* RECORD SET

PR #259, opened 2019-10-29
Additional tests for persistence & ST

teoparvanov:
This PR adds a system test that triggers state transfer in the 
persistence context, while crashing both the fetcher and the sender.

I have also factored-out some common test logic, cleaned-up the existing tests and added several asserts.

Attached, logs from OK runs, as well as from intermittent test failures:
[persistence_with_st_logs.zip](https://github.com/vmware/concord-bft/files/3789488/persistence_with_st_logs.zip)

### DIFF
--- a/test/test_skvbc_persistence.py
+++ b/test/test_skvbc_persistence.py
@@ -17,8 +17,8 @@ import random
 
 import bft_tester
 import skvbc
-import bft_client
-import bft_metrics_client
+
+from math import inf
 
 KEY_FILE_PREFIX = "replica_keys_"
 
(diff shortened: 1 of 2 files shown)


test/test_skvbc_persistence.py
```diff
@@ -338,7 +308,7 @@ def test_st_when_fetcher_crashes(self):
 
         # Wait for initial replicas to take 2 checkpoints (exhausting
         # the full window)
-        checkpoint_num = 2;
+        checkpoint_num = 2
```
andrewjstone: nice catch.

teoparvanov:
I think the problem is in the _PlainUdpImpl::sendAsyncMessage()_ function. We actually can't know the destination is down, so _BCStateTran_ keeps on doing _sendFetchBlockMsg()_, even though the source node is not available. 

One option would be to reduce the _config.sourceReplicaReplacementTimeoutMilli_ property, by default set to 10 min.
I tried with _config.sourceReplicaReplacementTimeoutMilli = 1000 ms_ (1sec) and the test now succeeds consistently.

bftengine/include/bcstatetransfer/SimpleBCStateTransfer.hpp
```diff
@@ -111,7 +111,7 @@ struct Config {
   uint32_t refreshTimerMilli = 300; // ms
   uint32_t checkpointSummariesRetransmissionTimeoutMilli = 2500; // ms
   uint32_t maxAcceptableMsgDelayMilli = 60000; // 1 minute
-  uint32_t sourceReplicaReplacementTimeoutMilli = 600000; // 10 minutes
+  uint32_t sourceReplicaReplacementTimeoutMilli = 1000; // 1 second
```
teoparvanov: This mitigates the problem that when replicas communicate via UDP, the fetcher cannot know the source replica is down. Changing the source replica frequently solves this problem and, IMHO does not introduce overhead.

* WORK REQUIRED
Only lines with the word "tests" should be collected from the material.

* RESPONSE TO THIS EXERCISE
Additional tests for persistence & ST
I have also factored-out some common test logic, cleaned-up the existing tests and added several asserts.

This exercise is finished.